I'm try solve the following coupled ODEs with boundary conditions:


$I. \ \ \ \ \ \ \ \dfrac{4}{r}[1+A(r)]\left(\dfrac{dH}{dr}\right)^2+\dfrac{dG}{dr}=0$


$II. \ \ \ \ \dfrac{1}{r}\left(\dfrac{dA}{dr}\right)+F(r)+k^2G(r)=0$



$III. \ \ \ \ \left(\dfrac{dG}{dr}\right)^2+4k^2\left(G(r)+\dfrac{F(r)}{k^2}\right)^2\left(\dfrac{dH}{dr}\right)^2-1.6H(r)\left(\dfrac{dH}{dr}\right)^2=0$


$IV. \ \ \ \ \dfrac{d^2F}{dr^2}+\dfrac{1}{r}\dfrac{dF}{dr}+\dfrac{1}{r}\dfrac{dA}{dr}-4k^2F(r)\left(\dfrac{dH}{dr}\right)^2=0$


where $k>0$. The boundary conditions are


$H(0)=1\\A(0)=0\\G(L)=0\\F'(0)=0, \ \ F(L)=0$


with $L$ being the boundary, such that can be adjusted in order to satisfy the boundary conditions above for each value of parameter $k$ choosed. For this physical problem, it is desirable that the ODEs of first order obey other conditions:


$H'(0)=0, \ \ H(L)=H'(L)=0\\A'(0)=0, \ \ A'(L)=0$


Thus, from ODEs, it is possible to conclude


The ODE $I$ guarantees $G'(0)=G'(L)=0$


The ODE $II$ guarantees $F(L)=0$


I tried solve, for example, with k=1 using the shooting method. In this case, it was only possible to execute up to $L = 1.45$ (end=1.45).

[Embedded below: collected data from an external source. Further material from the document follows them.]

PR #726, opened 2021-06-11
feat(handler): add `TraverseFlow` to control children traversing

magurotuna:
This PR adds a new enum `TraverseFlow` that indicates whether the node's children should be traversed or not.

In the current implementation, `Traverse::traverse` method will always traverse all the nodes existing in the AST. But I noticed that some lint rules (e.g. `camelcase`) could be implemented easily and simply if we could stop the traversing when some conditions are met.
Using `TraverseFlow` each handler method can control it. This is inspired by [std::ops::ControlFlow](https://doc.rust-lang.org/std/ops/enum.ControlFlow.html).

k = 1; eps = 10^-10; end = 1.45;
ode1 = 4 (h'[r] ^2) (a[r] + 1)/r == -G'[r];
ode2 = a'[r]/r == -(k^2) (G[r]) - f[r];
ode3 = (G'[r])^2 + 4 (k^2) (h'[r]^2) (G[r] + f[r]/k^2)^2 == (1.6) h[r] (h'[r]^2);
ode4 = f''[r] + f'[r]/r + (a'[r]/r) == 4 (k^2) (f[r]) ((h'[r])^2);
bcs = {h[eps] == (1 - eps), a[eps] == eps, G[end] == eps, f'[eps] == eps, f[end] == eps};

sol = NDSolve[{ode1, ode2, ode3, ode4, bcs}, {a, h, f, G}, {r, eps, end},
Method -> {"Shooting","StartingInitialConditions" -> {f[end] == eps, G[end] == eps}}];


Plot[Evaluate[{h[r], h'[r]} /. sol[[3]]], {r, eps, end},
PlotLegends -> {"H", "H'"}, PlotRange -> All]
Plot[Evaluate[{a[r], a'[r]} /. sol[[3]]], {r, eps, end},
PlotLegends -> {"A", "A'"}, PlotRange -> All]
Plot[Evaluate[{G[r], G'[r]} /. sol[[3]]], {r, eps, end},
PlotLegends -> {"G", "G'"}, PlotRange -> All]
Plot[Evaluate[{f[r], f'[r]} /. sol[[3]]], {r, eps, end},
PlotLegends -> {"F", "F'"}, PlotRange -> All]

enter image description here



However, for values $L>1.45$ appear the error message



"NDSolve::ndsz: At r == 1.294087660532624`, step size is effectively zero; singularity or stiff system suspected.."



But I believe it is possible to find the correct value of $L$ that satisfies all boundary conditions. The behavior of the functions by the plots suggests that this value can be near to 2 or 3. I can not resolve this error message for this problem.


Added_1: Specifically, I am interested in obtaining numerical solutions for the cases of $k=0.1$, $k=1$ and $k=2$. Then, there must be a value $L$ for each $k$ that satisfies all the boundary conditions of the problem.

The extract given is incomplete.